Sunday, May 6, 2012

Graph Partitioning 2 - KL/FM Implementation

In my last post, I gave you an overview of the KL/FM algorithm for graph partitioning. Today we will go over the code and reach a new low score, now that I have correctly(hopefully) implemented the algorithm.

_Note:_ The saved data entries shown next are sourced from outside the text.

PR #572, opened 2022-01-27
Patches refactor and bug fixes

ThyWoof:
. refactored 2 patches using a prefix / postfix pattern into one transpiler patch trapping the specific call
. added a bug fix when for some interactions on inventory panel @ main screen as there is no gameLocationCharacter
. split a patch file in 2


SolastaCommunityExpansion/Patches/SrdAndHouseRules/InventoryShortcutsPanelPatcher.cs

First, some simple structs for storing the graph data:

 type Node struct {
  // normal stuff
  id int
  edges []*Edge
  // KL/FM stuff
  gain int
  part int
  lock bool  
}
type Edge struct {
  id int
  w  int
  n1,n2 *Node
}
type Graph struct {
  nodes []Node
  edges []Edge
  maxN int
}

The graphs and edges are pretty standard, I added a maximum neighbor count to the graph so that I can bound the number of gain buckets I need to [-maxN:maxN]. The node is augmented to track the currrent partition, whether the node has been considered, and the current gain value, calculated as follows:

 func (n *Node) calcGain() int {
  var ecost,icost int
  for _,e := range n.edges {
    var n2 *Node
    if n == e.n2 { n2 = e.n1 } else { n2 = e.n2 }
    if n.part == n2.part {
      icost += e.w
    } else {
      ecost += e.w
    }
  }
  return ecost - icost
}
func (n *Node) calcSwap(n2 *Node) int {
  var E *Edge
  for _,e := range n.edges {
    if e.n1 == n2 || e.n2 == n2 {
      E = e
      break
    }
  }
  c,c2 := n.calcGain(),n2.calcGain()
  return c + c2 - E.w
}
func (g *Graph) calcCut() int {
  var cut int
  for _,e := range g.edges {
    if e.n1.part != e.n2.part {
      cut += e.w
    }
  }
  return cut
}

The following is the implementation of the gain buckets:

 type BList struct {
  gain int
  nodes *list.List
}
type Buckets struct {
  side int
  size int
  pos []*BList
  neg []*BList
  maxB  int // max bucket size 
}

func (b *Buckets) insertNode(n *Node) { 
  var side []*BList
  var pos int
  if n.gain < 0 {
    side = b.neg
    pos = -1 * n.gain
  } else {
    side = b.pos
    pos =  n.gain
  }

  bl := side[pos]
  if bl == nil {
    side[pos] = new(BList)
    bl = side[pos]
    bl.gain = n.gain
  }
  
  if bl.gain > b.maxB {
    b.maxB = bl.gain
  }
  bl.pushNode(n)
  b.size++
}

func (b *Buckets) bestNode() (n *Node) {
  for ; b.maxB > -len(b.neg); b.maxB-- {
    var bl *BList
    if b.maxB < 0 {
      pos := -1 * b.maxB
      bl = b.neg[pos]
    } else {
      bl = b.pos[b.maxB]
    }
    if bl != nil && bl.nodes != nil && bl.nodes.Len() > 0 {
      n = bl.popNode()
      b.size--
      break;
    }
  }
  return
}

func (b *Buckets) updateNode( n *Node ) {
  var side []*BList
  var pos int
  if n.gain < 0 {
    side = b.neg
    pos = -1 * n.gain
  } else {
    side = b.pos
    pos =  n.gain
  }
  bl := side[pos]
  bl.rmvNode(n)
  n.CalcGain()
  b.insertNode(n)  
  b.size-- // readjust for insertNode(n) size++ op
}

BList is a single gain bucket with its gain value and a list that is used as a stack. The buckets tracks which partition(side) it is and the total number of nodes remaining in the bucket. I have stored the individual buckets in two arrays, one for the negative buckets and one for the non-negative buckets. I did this to allow for constant time look up when updating and inserting nodes. The maxB stores the size of the highest value bucket for constant time lookup of the associated bucket when finding the best node for swapping.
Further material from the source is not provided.